GRUB_CMDLINE_LINUX="rhgb quiet resume=/dev/<your swap partition>"

Then issue the grub2-mkconfig -o /boot/grub2/grub.cfg command to persist that change, and reboot to activate it. Can you try setting that? If you are then allowed to hibernate, that would rule out secure boot.

xenithorb commented 8 years ago

Lol, I didn't even notice the call to edit /boot/grub2/grub.cfg (mainly because for me it's even /boot/efi/EFI/fedora/grub.cfg)

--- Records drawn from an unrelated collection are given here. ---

PR #14847, opened 2026-08-14
⚡ fix: Avoid modal attachment menu overhead

danny-avila:
## Summary

- render the attachment dropdown as a non-modal menu
- keep the menu portaled so the composer cannot clip it
- add regression coverage for the non-modal, portaled configuration

## Why

The attachment dropdown was configured as an Ariakit modal. Opening it marked the application roots as `inert` and locked body scrolling, forcing browser focus and accessibility work across the rendered conversation. That cost grows with long message histories even though the attachment control is an ordinary dropdown.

I added resume= to GRUB_CMDLINE_LINUX instinctively

Unfortunately I no longer use GNOME, but if I can recall correctly, my original idea is that, knowing that linux does not support hibernation+secure_boot then a button that says it will hibernate might want to check to see if it has secure boot enable because it won't work as intended, leaving the user in a confused state as to why it wasn't working.

iirc, with your extension, it was my first attempt at getting hibernate to work on linux, and I did not yet possess the knowledge that it simply doesn't work with secure-boot enabled. I opted to keep secure-boot enabled because of the added security benefit when used with dm-crypt.

p91paul commented 6 years ago

Closing this issue. #17 remains open to add some feedback when hibernating won't work.